> _Task directions_
Which lines below hold the word "that"? Report each one.

> _Extracted material_

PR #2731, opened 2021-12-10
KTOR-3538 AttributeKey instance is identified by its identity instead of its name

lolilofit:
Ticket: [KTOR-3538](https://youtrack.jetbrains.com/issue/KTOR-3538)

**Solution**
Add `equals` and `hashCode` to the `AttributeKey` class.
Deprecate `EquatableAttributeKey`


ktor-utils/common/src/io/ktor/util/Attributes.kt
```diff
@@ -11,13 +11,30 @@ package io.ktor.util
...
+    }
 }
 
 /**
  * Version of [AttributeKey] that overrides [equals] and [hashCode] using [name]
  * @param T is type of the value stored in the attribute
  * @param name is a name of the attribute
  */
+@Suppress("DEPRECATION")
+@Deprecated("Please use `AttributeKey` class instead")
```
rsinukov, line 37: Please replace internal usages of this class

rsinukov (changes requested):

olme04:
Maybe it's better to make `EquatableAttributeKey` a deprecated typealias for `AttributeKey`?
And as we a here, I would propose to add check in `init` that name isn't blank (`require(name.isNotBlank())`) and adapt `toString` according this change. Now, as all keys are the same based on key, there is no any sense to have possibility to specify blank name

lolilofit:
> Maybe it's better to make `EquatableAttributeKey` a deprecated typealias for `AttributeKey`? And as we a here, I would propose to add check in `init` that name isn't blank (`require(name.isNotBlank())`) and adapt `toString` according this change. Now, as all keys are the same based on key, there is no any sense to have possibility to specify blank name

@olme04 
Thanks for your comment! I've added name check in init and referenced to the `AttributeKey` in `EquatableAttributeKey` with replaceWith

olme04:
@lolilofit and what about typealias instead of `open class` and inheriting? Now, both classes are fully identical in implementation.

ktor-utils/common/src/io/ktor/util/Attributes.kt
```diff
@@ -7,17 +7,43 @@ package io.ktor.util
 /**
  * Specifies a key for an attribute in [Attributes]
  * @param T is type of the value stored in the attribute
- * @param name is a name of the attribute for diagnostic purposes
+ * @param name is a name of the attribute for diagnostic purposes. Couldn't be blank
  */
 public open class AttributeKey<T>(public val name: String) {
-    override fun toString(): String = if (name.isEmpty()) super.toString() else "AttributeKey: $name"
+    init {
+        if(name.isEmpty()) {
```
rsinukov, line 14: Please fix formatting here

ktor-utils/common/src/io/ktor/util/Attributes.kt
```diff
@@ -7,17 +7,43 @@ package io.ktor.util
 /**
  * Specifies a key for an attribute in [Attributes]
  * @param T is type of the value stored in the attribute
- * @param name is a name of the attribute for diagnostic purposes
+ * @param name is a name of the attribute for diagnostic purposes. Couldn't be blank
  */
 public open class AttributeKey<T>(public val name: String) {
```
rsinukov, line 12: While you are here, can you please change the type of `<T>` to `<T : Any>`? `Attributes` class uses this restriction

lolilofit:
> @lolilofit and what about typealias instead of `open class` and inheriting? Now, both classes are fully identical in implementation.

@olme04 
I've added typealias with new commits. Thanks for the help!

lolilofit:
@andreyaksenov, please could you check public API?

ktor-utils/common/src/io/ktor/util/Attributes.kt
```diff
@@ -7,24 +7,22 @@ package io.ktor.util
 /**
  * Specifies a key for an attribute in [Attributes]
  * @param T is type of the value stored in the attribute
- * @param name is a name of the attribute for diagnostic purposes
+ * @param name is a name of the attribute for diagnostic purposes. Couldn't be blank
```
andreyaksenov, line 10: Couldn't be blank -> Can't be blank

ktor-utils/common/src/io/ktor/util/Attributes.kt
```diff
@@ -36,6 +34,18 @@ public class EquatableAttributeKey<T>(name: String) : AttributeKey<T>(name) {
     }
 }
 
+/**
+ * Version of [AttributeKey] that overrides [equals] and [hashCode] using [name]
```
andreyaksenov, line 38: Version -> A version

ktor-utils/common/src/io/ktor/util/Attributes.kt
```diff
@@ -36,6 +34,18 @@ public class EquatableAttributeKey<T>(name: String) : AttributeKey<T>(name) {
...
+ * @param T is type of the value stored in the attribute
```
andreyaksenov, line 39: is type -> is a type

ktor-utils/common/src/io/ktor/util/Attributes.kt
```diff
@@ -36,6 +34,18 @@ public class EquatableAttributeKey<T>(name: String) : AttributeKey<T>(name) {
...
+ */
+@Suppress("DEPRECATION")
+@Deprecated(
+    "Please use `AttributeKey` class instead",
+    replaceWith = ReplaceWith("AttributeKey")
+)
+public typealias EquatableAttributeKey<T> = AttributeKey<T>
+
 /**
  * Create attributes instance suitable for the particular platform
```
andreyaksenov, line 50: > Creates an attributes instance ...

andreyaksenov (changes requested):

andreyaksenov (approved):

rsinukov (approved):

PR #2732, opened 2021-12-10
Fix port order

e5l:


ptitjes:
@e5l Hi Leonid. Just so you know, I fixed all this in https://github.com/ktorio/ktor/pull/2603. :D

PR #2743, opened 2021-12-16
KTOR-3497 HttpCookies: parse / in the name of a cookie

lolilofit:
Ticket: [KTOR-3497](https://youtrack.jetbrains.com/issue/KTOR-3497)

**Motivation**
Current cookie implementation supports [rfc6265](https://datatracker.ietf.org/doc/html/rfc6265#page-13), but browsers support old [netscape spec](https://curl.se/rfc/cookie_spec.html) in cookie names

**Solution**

> _Reply to the exercise_
  * Version of [AttributeKey] that overrides [equals] and [hashCode] using [name]
And as we a here, I would propose to add check in `init` that name isn't blank (`require(name.isNotBlank())`) and adapt `toString` according this change. Now, as all keys are the same based on key, there is no any sense to have possibility to specify blank name
> Maybe it's better to make `EquatableAttributeKey` a deprecated typealias for `AttributeKey`? And as we a here, I would propose to add check in `init` that name isn't blank (`require(name.isNotBlank())`) and adapt `toString` according this change. Now, as all keys are the same based on key, there is no any sense to have possibility to specify blank name
+ * Version of [AttributeKey] that overrides [equals] and [hashCode] using [name]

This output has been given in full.